Gor explained that Swiggy's primary objective with the fundraise is to go 'toe-to-toe with Blinkit', which already possesses a formidable cash reserve of close to ₹18,000 crore. Combined, the two main rivals now command a cash pile of approximately ₹35,000 crore. This financial muscle is expected to fuel an intense battle for market share, where Swiggy has recently ceded ground. "They have lost market share. They will attempt to add more stores and gain back," Gor stated, predicting that aggressive pricing and discounting will continue to be primary strategies. He said this cash pile could mean a 'bonanza for customers' through continued discounting, as companies prioritise growth.

Addressing concerns about a potential bubble, highlighted by Blinkit CEO Albinder Dhindsa's recent comments, Gor acknowledged that in the market crowded with six or seven large players, consolidation is inevitable. However, he believes the narrative is shifting from pure growth towards demonstrating profitability. "I believe right now they are shifting the narrative back again to profitability… I think the year of 2026 might be -- 'you have a warchest, but show me you can be profitable," he commented.

For investors looking to gain exposure to the quick commerce space, Gor identified a clear frontrunner. "Blinkit is by and far the leader in terms of size, in terms of unit volumes, in terms of profitability metrics as well as the growth rate that they are showing. So that is a clear winner in our view," he advised. Bernstein expects Blinkit to remain the leader for the next three to four years, making its parent company, Zomato, the natural winner and a recommended long-term investment. The upcoming Initial Public Offering (IPO) from Zepto is another factor set to influence the competitive dynamics.

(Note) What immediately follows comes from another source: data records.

PR #4660, opened 2026-06-23
[xk_assembly] edits

herrhellana:
issue: https://github.com/opensanctions/crawler-planning/issues/693

### DIFF
--- a/datasets/xk/assembly/crawler.py
+++ b/datasets/xk/assembly/crawler.py
@@ -97,7 +97,7 @@ def crawl_member(
     name = h.element_text(h.xpath_element(doc, ".//h1[@class='name']"))
 
     person = context.make("Person")
-    person.id = context.make_id(deputy_id, name)
+    person.id = context.make_slug(deputy_id)
     person.add("name", name)
     person.add("sourceUrl", url)
     # Deputies of the Assembly must be citizens of Kosovo: Constitution Art. 71(1)
@@ -126,6 +126,7 @@ def crawl_member(
     h.apply_date(person, "birthDate", dob)
     for bio_label, prop in BIO_PROPS.items():
         person.add(prop, bio.pop(bio_label, ""))
+    context.audit_data(bio, ignore=BIO_IGNORE)
 
     occupancy = h.make_occupancy(
         context,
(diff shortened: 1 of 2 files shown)


datasets/xk/assembly/crawler.py
```diff
@@ -94,10 +94,11 @@ def crawl_member(
         cache_days=20,
     )
     deputy_id = parse_qs(urlparse(url).query)["deputy"][0]
+    name = h.element_text(h.xpath_element(doc, ".//h1[@class='name']"))
 
     person = context.make("Person")
-    person.id = context.make_slug(deputy_id)
```
pudo, line 99: Is there a specific reason we're re-keying a prod dataset here?

datasets/xk/assembly/crawler.py
```diff
@@ -126,7 +126,6 @@ def crawl_member(
     h.apply_date(person, "birthDate", dob)
     for bio_label, prop in BIO_PROPS.items():
         person.add(prop, bio.pop(bio_label, ""))
-    context.audit_data(bio, ignore=BIO_IGNORE)
```
pudo, line 129: Why?

datasets/xk/assembly/xk_assembly.yml
```diff
@@ -1,23 +1,23 @@
-title: Assembly of the Republic of Kosovo (Kuvendi i Kosovës)
+title: Members of Assembly of the Republic of Kosovo
```
pudo: I guess we should start with country name

pudo (commented):
Curious about the reason for re-keying this? It's already merged and through de-dupe.

datasets/xk/assembly/xk_assembly.yml
herrhellana: yes good flag!

datasets/xk/assembly/crawler.py
herrhellana: i looked again into how `make_slug()` works, and no, there is not... i'll roll this edit back.

datasets/xk/assembly/crawler.py
herrhellana: hm it seems like i removed it by mistake, sorry!

pudo:
Thanks for the fixes!

PR #4498, opened 2026-06-11
zavod: serve /artifacts as canonical URLs; clarify archive vs publish

jbothma:
Main part of https://github.com/opensanctions/operations/issues/2587

## Summary

- **Terminology**: settle on **archive** for `/artifacts/` and **publish** for `/datasets/`. The archive is the immutable, per-version store of everything we persist about a run; the published locations are server-side copies of the public subset, kept for back-compat with customers using stable URLs.
  - Module docstring on `zavod/archive/__init__.py` documents this.
  - `publish_artifact` (upload to `/artifacts/`) → renamed to `archive_artifact`.
  - `republish_resource_from_artifact` (server-side copy `/artifacts/` → `/datasets/`) → renamed to `publish_artifact`.
  - `publish_dataset_version` → renamed to `archive_version_history`.
  - `ARTIFACT_FILES` → renamed to `EXTRA_ARTIFACTS` (the persisted files that aren't registered DatasetResources). New `UNLISTED_RESOURCES` names the registered DatasetResources we don't list publicly (statistics, delta).
  - `publish_resource` (the old "upload directly to `/datasets/`" path) is removed — superseded by `archive_artifact` + `publish_artifact`.

- **Behavior change** (implements [opensanctions/operations#2587](https://github.com/opensanctions/operations/issues/2587)): every per-dataset file is now uploaded to `/artifacts/{dataset}/{version}/{file}` first and then server-side copied into `/datasets/{RELEASE}/{dataset}/` and `/datasets/latest/{dataset}/`. The `/artifacts/` URL is the canonical, immutable one we surface in metadata (`index_url`, `resources[*].url`, `statements_url`); `/datasets/` copies are preserved so customers using hardcoded URLs keep working without 3xx redirects. Re-runs on the same day no longer overwrite a unique URL — the artifact has a per-version path, while `/datasets/{date_stamp}/...` and `/datasets/latest/...` are intentionally the "latest successful run" view.

- **GCS cache headers on copies**: `GoogleCloudObject.republish` now always patches `cache_control` on the destination so a `/datasets/` copy doesn't inherit the long TTL of the artifact it was copied from.

- **Metadata responsibility split**: `get_base_dataset_metadata` no longer takes a `version` argument or stamps any URLs. `write_dataset_index` is the single place that stamps `version`, `index_url`, and the per-resource URLs.

## Test plan

- [x] `cd opensanctions/zavod && ../env/bin/ruff check zavod/` — passes
[...]

PR #4682, opened 2026-06-25
Comprehensively test publishing, remove missing file log

jbothma:
Fix for https://github.com/opensanctions/operations/issues/2587#issuecomment-4776749157

Before https://github.com/opensanctions/opensanctions/pull/4498/changes#diff-3756d4832a5703849acd40d473a2a5dbd8e8d9817ba734b9cbcbf3c7f5fe740dL65 we were logging for missing meta files and resources. After it, we started logging for any missing archived or published files.

This change drops logging for all archived files, but tests every expected archived file.

I think the broader fix is for the [publish step to know exactly all the files expected to exist](https://github.com/opensanctions/operations/issues/2647), but that's out of scope for https://github.com/opensanctions/operations/issues/2587

### DIFF
--- a/zavod/zavod/publish.py
+++ b/zavod/zavod/publish.py
@@ -50,7 +50,6 @@ def _archive_artifacts(dataset: Dataset, extra_artifacts: list[str] = []) -> Non
     for artifact in extra_artifacts:
         path = dataset_resource_path(dataset.name, artifact)
         if not path.is_file():
-            log.error("Resource not found: %s" % path, dataset=dataset.name)
             continue
         archive_artifact(
             path,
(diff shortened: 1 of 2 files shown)


leonhandreke (approved):
Nice improvement for the test coverage! For my understanding: `default` for example does not write a `statements.pack`, and if there are no issues, no `issues.log` either, but they are still iterated as part of `EXTRA_ARTIFACTS`, and that's why they are showing an log message now, correct?

jbothma:
Correct. And I believe we've always been attempting to write these files as part of ARTIFACT_FILES, and just failing silently when they don't exist. 

I started on a rampage to bring more order to it, but doing so for the delta exporter which has non-resource files and is itself optional, it goes way beyond scope and needs a better think. Tests should cover our backsides. Raising during the publish stage would just be another layer of safety.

While Zomato remains the top pick, Gor cautioned that the competitive landscape will evolve significantly over the next 12 months. "The landscape today versus 12 months later will be very different. So there will be ups and downs. You might get a better price depending on what happens with the rest of the competition," he concluded, suggesting that the impending sector 'war' could present more attractive entry points for investors in Zomato's stock by 2026.